«—Noémi, lui dis-je, il faut me confier ce billet.

«—Je voudrais, sans qu'il sût d'où il vient, qu'il fût entre les mains de l'Empereur.

«—Bonne Noémi, c'est pour le lui faire tenir que je vous le demande; je vais le porter.» Nous étions au 3 ou 4 février: la lettre avait donc un mois et plus de date. Le congrès était ouvert à Châtillon-sur-Seine; l'Empereur avait passé Troyes et se trouvait au village de Piney. Les routes n'étaient qu'embarras et dangers; partout une surprise était possible, était probable; à chaque instant, l'affreux houra pouvait se faire entendre. Cependant l'idée de prouver à Ney un dévouement dont cette fois il me saurait gré, me donna plus que de la résolution; et, une heure après l'idée conçue, j'étais à cheval sur le chemin de Piney. Aucun moyen de pénétrer jusqu'à l'Empereur: il était occupé des instructions pour son représentant au congrès, le duc de Vicence. Je ne voulus pas me dessaisir de ma lettre; je guettais l'heure de la faire parvenir. À toute minute se succédaient de fâcheuses nouvelles. Les murmures étaient excités par les privations; la désertion elle-même, par le découragement, la désertion dans les armées de l'Empereur! j'avais peine à y croire. Je connaissais quelqu'un d'intime et de sûr auprès du duc de Bassano; je lui remis la lettre sous enveloppe, en priant de dire que c'était une dépêche pressée de fama volat. Napoléon quitta Troyes le 6, pour se rejeter sur la route de Paris; les Autrichiens nous remplacèrent aussitôt. Je fis quelques lieues avec Noémi et sa belle-sœur qui fuyaient; mais il fut impossible d'avancer. Nous étions arrêtées à un triste village dont j'ai oublié le nom; le passage des troupes ne cessa point, et tous parurent accablés et incertains. Noémi, qui avait beaucoup d'or et encore plus de générosité payait à boire à nos soldats, leur disant d'un air aimable: «Aimez bien l'Empereur, aidez à chasser les horribles Cosaques de notre belle France.» Pendant ces petites péroraisons, qu'elle répétait assez souvent, j'observais les soldats, et je ne voyais que trop que, si tous aimaient toujours l'Empereur et la patrie, ils n'étaient pas tous convaincus qu'on pût réussir à nettoyer les plaines de la France des étrangers qui s'y installaient déjà en maîtres sur les derrières de nos colonnes.
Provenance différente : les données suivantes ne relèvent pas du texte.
PR #154, opened 2023-02-13
Rename all private methods by adding leading _

Quasimewdo:
Rename all private methods by adding leading `_` so that they would not be called by user

### DIFF
--- a/greenplumpython/col.py
+++ b/greenplumpython/col.py
@@ -36,7 +36,7 @@ class ColumnField(Expr):
         return self._column
 
     def _serialize(self) -> str:
-        return f'({self.column._serialize()})."{self._field_name}"'  # type: ignore
+        return f'({self.column._serialize()})."{self._field_name}"'
 
 
 class Column(Expr):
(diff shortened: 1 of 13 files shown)


greenplumpython/group.py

Noémi m'accompagna à Nogent. L'Empereur y était: on le disait inabordable; il venait d'apprendre l'évacuation de la Belgique et les résolutions du congrès. J'avais pu approcher cependant du prince de Neufchâtel, et lui ayant confié l'envoi de la lettre de Noémi, il me promit de savoir si elle était parvenue à l'Empereur. Je l'aperçus le jour qu'il venait d'être accablé par toutes ces tristes nouvelles; il sortait du conseil avec le duc de Bassano. Ils me parurent altérés tous deux, et le prince de Neufchâtel plus que le duc. Ils se quittèrent avec des haussemens d'épaules et des gesticulations trop significatives. J'étais si près que j'entendis: «Obstination.—Ne pas céder.—cinquante mille hommes.»Le prince de Neufchâtel m'aperçut et me dit: «Vous ne pouvez voir l'Empereur; il a reçu la lettre, il savait déjà tout; mais il a été content de l'envoi.» Ce ne fut qu'à l'île d'Elbe que j'eus la flatteuse certitude que mon zèle avait été agréable; mais que de tristes scènes allaient précéder l'époque de ce court séjour, d'où un grand homme sut reconquérir un trône par la seule énergie du malheur!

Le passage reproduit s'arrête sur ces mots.